## Prompt
Would you please write out the records below exactly as they appear?

========================

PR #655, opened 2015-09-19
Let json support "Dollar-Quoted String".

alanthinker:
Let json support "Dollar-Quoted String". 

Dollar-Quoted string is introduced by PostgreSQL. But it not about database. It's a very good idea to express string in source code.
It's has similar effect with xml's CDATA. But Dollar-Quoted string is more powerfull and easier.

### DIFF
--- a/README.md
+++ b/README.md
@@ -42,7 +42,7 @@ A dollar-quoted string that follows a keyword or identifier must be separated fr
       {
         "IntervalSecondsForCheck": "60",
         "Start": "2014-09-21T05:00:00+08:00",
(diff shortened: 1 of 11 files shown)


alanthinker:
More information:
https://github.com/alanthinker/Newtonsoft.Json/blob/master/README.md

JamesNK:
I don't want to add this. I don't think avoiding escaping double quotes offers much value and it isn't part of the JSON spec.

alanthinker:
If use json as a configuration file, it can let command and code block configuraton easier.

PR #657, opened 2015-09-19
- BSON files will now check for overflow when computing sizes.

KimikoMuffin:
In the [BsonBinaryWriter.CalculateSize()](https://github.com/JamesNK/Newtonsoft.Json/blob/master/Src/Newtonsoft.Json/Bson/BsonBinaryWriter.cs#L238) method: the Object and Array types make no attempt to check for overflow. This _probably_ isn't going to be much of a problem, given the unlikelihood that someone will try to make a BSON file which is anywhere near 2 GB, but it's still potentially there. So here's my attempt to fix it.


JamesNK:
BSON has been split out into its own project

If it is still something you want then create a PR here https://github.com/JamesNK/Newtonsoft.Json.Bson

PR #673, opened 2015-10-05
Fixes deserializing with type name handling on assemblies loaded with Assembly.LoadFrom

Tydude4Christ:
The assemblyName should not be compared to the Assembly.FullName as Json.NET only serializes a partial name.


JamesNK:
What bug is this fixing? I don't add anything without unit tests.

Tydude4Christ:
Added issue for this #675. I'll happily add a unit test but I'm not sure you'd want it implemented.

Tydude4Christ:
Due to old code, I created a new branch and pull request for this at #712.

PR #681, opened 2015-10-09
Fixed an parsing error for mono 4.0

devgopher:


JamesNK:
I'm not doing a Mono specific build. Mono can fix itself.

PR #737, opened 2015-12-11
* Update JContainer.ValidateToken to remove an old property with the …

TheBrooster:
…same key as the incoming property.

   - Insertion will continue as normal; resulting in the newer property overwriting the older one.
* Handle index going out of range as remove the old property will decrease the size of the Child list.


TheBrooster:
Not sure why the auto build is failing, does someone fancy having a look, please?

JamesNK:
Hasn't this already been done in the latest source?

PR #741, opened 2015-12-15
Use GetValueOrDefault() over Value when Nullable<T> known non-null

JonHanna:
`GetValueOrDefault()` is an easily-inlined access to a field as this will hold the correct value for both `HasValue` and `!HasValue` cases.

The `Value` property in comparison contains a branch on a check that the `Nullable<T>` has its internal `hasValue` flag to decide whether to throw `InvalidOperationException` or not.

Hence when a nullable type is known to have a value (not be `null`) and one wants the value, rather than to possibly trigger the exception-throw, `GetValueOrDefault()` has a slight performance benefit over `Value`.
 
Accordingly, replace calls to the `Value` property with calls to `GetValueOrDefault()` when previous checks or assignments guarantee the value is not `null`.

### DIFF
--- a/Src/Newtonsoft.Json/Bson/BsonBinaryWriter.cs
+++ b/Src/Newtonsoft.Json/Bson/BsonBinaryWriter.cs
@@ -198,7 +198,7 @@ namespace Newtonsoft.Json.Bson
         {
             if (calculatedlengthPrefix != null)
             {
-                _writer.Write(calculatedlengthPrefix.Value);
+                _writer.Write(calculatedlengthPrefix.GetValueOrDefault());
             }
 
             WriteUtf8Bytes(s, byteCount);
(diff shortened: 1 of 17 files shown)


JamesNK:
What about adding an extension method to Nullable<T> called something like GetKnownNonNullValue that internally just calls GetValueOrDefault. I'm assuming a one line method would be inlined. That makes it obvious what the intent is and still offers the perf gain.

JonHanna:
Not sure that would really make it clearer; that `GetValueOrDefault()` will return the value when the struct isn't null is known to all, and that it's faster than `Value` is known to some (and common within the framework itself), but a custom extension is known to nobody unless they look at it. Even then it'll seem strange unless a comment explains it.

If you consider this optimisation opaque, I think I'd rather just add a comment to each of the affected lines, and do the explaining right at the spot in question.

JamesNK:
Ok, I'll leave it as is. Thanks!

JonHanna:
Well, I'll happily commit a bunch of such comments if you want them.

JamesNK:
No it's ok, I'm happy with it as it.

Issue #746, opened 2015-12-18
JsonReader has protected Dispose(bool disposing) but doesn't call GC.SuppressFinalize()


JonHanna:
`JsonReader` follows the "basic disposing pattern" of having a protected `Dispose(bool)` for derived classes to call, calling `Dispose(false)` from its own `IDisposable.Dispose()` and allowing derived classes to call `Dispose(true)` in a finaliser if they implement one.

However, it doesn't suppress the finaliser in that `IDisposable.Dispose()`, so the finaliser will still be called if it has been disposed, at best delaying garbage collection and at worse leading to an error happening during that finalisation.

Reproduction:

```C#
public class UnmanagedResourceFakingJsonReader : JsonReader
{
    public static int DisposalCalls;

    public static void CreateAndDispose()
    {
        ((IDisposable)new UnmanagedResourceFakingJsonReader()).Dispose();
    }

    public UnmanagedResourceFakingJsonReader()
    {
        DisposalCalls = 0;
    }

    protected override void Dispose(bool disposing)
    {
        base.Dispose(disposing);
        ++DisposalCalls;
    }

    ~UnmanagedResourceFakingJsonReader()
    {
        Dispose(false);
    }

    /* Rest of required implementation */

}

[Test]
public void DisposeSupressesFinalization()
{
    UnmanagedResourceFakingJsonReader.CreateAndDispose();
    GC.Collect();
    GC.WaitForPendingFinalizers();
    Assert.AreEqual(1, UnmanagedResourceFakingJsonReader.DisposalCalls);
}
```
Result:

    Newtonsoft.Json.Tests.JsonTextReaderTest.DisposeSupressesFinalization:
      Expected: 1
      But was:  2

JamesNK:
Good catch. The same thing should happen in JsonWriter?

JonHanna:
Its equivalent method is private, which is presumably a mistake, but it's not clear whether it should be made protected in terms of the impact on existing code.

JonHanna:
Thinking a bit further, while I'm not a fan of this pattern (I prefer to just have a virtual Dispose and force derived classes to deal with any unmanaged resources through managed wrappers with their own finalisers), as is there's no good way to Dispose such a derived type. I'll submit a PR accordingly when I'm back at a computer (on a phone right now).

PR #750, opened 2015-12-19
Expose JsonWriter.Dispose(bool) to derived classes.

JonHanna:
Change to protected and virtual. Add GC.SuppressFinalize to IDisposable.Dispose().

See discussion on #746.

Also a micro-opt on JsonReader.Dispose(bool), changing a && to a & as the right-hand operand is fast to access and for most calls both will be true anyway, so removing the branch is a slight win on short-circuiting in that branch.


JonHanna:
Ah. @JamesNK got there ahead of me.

========================

## Expected answer
PR #655, opened 2015-09-19
Let json support "Dollar-Quoted String".

alanthinker:
Let json support "Dollar-Quoted String". 

Dollar-Quoted string is introduced by PostgreSQL. But it not about database. It's a very good idea to express string in source code.
It's has similar effect with xml's CDATA. But Dollar-Quoted string is more powerfull and easier.

### DIFF
--- a/README.md
+++ b/README.md
@@ -42,7 +42,7 @@ A dollar-quoted string that follows a keyword or identifier must be separated fr
       {
         "IntervalSecondsForCheck": "60",
         "Start": "2014-09-21T05:00:00+08:00",
(diff shortened: 1 of 11 files shown)


alanthinker:
More information:
https://github.com/alanthinker/Newtonsoft.Json/blob/master/README.md

JamesNK:
I don't want to add this. I don't think avoiding escaping double quotes offers much value and it isn't part of the JSON spec.

alanthinker:
If use json as a configuration file, it can let command and code block configuraton easier.

PR #657, opened 2015-09-19
- BSON files will now check for overflow when computing sizes.

KimikoMuffin:
In the [BsonBinaryWriter.CalculateSize()](https://github.com/JamesNK/Newtonsoft.Json/blob/master/Src/Newtonsoft.Json/Bson/BsonBinaryWriter.cs#L238) method: the Object and Array types make no attempt to check for overflow. This _probably_ isn't going to be much of a problem, given the unlikelihood that someone will try to make a BSON file which is anywhere near 2 GB, but it's still potentially there. So here's my attempt to fix it.


JamesNK:
BSON has been split out into its own project

If it is still something you want then create a PR here https://github.com/JamesNK/Newtonsoft.Json.Bson

PR #673, opened 2015-10-05
Fixes deserializing with type name handling on assemblies loaded with Assembly.LoadFrom

Tydude4Christ:
The assemblyName should not be compared to the Assembly.FullName as Json.NET only serializes a partial name.


JamesNK:
What bug is this fixing? I don't add anything without unit tests.

Tydude4Christ:
Added issue for this #675. I'll happily add a unit test but I'm not sure you'd want it implemented.

Tydude4Christ:
Due to old code, I created a new branch and pull request for this at #712.

PR #681, opened 2015-10-09
Fixed an parsing error for mono 4.0

devgopher:


JamesNK:
I'm not doing a Mono specific build. Mono can fix itself.

PR #737, opened 2015-12-11
* Update JContainer.ValidateToken to remove an old property with the …

TheBrooster:
…same key as the incoming property.

   - Insertion will continue as normal; resulting in the newer property overwriting the older one.
* Handle index going out of range as remove the old property will decrease the size of the Child list.


TheBrooster:
Not sure why the auto build is failing, does someone fancy having a look, please?

JamesNK:
Hasn't this already been done in the latest source?

PR #741, opened 2015-12-15
Use GetValueOrDefault() over Value when Nullable<T> known non-null

JonHanna:
`GetValueOrDefault()` is an easily-inlined access to a field as this will hold the correct value for both `HasValue` and `!HasValue` cases.

The `Value` property in comparison contains a branch on a check that the `Nullable<T>` has its internal `hasValue` flag to decide whether to throw `InvalidOperationException` or not.

Hence when a nullable type is known to have a value (not be `null`) and one wants the value, rather than to possibly trigger the exception-throw, `GetValueOrDefault()` has a slight performance benefit over `Value`.
 
Accordingly, replace calls to the `Value` property with calls to `GetValueOrDefault()` when previous checks or assignments guarantee the value is not `null`.

### DIFF
--- a/Src/Newtonsoft.Json/Bson/BsonBinaryWriter.cs
+++ b/Src/Newtonsoft.Json/Bson/BsonBinaryWriter.cs
@@ -198,7 +198,7 @@ namespace Newtonsoft.Json.Bson
         {
             if (calculatedlengthPrefix != null)
             {
-                _writer.Write(calculatedlengthPrefix.Value);
+                _writer.Write(calculatedlengthPrefix.GetValueOrDefault());
             }
 
             WriteUtf8Bytes(s, byteCount);
(diff shortened: 1 of 17 files shown)


JamesNK:
What about adding an extension method to Nullable<T> called something like GetKnownNonNullValue that internally just calls GetValueOrDefault. I'm assuming a one line method would be inlined. That makes it obvious what the intent is and still offers the perf gain.

JonHanna:
Not sure that would really make it clearer; that `GetValueOrDefault()` will return the value when the struct isn't null is known to all, and that it's faster than `Value` is known to some (and common within the framework itself), but a custom extension is known to nobody unless they look at it. Even then it'll seem strange unless a comment explains it.

If you consider this optimisation opaque, I think I'd rather just add a comment to each of the affected lines, and do the explaining right at the spot in question.

JamesNK:
Ok, I'll leave it as is. Thanks!

JonHanna:
Well, I'll happily commit a bunch of such comments if you want them.

JamesNK:
No it's ok, I'm happy with it as it.

Issue #746, opened 2015-12-18
JsonReader has protected Dispose(bool disposing) but doesn't call GC.SuppressFinalize()


JonHanna:
`JsonReader` follows the "basic disposing pattern" of having a protected `Dispose(bool)` for derived classes to call, calling `Dispose(false)` from its own `IDisposable.Dispose()` and allowing derived classes to call `Dispose(true)` in a finaliser if they implement one.

However, it doesn't suppress the finaliser in that `IDisposable.Dispose()`, so the finaliser will still be called if it has been disposed, at best delaying garbage collection and at worse leading to an error happening during that finalisation.

Reproduction:

```C#
public class UnmanagedResourceFakingJsonReader : JsonReader
{
    public static int DisposalCalls;

    public static void CreateAndDispose()
    {
        ((IDisposable)new UnmanagedResourceFakingJsonReader()).Dispose();
    }

    public UnmanagedResourceFakingJsonReader()
    {
        DisposalCalls = 0;
    }

    protected override void Dispose(bool disposing)
    {
        base.Dispose(disposing);
        ++DisposalCalls;
    }

    ~UnmanagedResourceFakingJsonReader()
    {
        Dispose(false);
    }

    /* Rest of required implementation */

}

[Test]
public void DisposeSupressesFinalization()
{
    UnmanagedResourceFakingJsonReader.CreateAndDispose();
    GC.Collect();
    GC.WaitForPendingFinalizers();
    Assert.AreEqual(1, UnmanagedResourceFakingJsonReader.DisposalCalls);
}
```
Result:

    Newtonsoft.Json.Tests.JsonTextReaderTest.DisposeSupressesFinalization:
      Expected: 1
      But was:  2

JamesNK:
Good catch. The same thing should happen in JsonWriter?

JonHanna:
Its equivalent method is private, which is presumably a mistake, but it's not clear whether it should be made protected in terms of the impact on existing code.

JonHanna:
Thinking a bit further, while I'm not a fan of this pattern (I prefer to just have a virtual Dispose and force derived classes to deal with any unmanaged resources through managed wrappers with their own finalisers), as is there's no good way to Dispose such a derived type. I'll submit a PR accordingly when I'm back at a computer (on a phone right now).

PR #750, opened 2015-12-19
Expose JsonWriter.Dispose(bool) to derived classes.

JonHanna:
Change to protected and virtual. Add GC.SuppressFinalize to IDisposable.Dispose().

See discussion on #746.

Also a micro-opt on JsonReader.Dispose(bool), changing a && to a & as the right-hand operand is fast to access and for most calls both will be true anyway, so removing the branch is a slight win on short-circuiting in that branch.


JonHanna:
Ah. @JamesNK got there ahead of me.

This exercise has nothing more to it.